Data section Block Start

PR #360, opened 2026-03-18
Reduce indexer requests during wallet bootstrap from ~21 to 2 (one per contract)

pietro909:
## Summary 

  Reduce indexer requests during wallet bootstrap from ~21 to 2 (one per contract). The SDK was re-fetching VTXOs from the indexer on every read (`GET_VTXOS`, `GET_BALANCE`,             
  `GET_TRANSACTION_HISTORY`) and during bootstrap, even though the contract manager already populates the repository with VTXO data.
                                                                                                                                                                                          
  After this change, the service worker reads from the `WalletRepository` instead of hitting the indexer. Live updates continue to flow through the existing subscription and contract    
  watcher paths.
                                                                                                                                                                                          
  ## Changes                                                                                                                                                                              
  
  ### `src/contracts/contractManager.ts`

Data section Block End
Data section Block Start

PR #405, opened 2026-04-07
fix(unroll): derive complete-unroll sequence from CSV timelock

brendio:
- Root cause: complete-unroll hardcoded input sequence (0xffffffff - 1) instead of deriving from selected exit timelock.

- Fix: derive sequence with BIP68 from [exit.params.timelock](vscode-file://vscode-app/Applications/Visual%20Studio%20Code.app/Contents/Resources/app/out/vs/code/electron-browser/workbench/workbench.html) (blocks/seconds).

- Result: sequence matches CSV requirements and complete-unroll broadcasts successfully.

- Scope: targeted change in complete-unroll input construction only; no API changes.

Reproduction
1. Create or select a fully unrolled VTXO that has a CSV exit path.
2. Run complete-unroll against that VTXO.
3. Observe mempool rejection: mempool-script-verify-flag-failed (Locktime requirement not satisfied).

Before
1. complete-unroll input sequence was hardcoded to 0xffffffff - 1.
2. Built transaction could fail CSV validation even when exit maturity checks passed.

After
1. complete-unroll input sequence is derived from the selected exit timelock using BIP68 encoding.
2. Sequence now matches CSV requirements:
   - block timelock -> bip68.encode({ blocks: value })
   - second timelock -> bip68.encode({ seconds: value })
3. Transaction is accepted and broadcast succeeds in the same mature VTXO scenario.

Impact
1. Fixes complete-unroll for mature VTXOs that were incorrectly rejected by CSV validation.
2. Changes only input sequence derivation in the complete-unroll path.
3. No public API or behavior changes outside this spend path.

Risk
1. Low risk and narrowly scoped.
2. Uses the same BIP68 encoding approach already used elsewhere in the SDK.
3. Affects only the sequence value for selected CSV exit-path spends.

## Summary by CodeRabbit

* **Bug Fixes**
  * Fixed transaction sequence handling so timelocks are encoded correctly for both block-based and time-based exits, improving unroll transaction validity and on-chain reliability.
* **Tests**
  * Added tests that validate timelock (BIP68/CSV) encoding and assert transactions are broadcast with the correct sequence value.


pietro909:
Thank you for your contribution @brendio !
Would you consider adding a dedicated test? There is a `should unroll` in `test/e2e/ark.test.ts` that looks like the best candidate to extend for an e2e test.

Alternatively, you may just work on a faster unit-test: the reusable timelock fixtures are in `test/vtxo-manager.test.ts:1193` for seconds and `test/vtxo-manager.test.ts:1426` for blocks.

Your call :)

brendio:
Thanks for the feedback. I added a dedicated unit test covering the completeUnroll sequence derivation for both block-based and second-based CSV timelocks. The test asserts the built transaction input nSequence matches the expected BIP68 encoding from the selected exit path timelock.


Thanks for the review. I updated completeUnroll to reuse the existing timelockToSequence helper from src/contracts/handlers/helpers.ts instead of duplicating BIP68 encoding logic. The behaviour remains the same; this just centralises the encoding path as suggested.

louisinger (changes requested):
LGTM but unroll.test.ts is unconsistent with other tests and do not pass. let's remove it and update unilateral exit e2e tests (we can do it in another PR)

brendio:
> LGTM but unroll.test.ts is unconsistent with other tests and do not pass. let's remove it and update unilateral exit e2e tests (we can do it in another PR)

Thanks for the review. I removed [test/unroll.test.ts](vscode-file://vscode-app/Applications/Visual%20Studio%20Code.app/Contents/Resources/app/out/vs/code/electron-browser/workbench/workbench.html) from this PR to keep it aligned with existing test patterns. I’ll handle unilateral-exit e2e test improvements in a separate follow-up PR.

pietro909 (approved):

Data section Block End

Problem details » Go through the listing, find each line with the word "opened", and copy it.

Result below »
PR #360, opened 2026-03-18
PR #405, opened 2026-04-07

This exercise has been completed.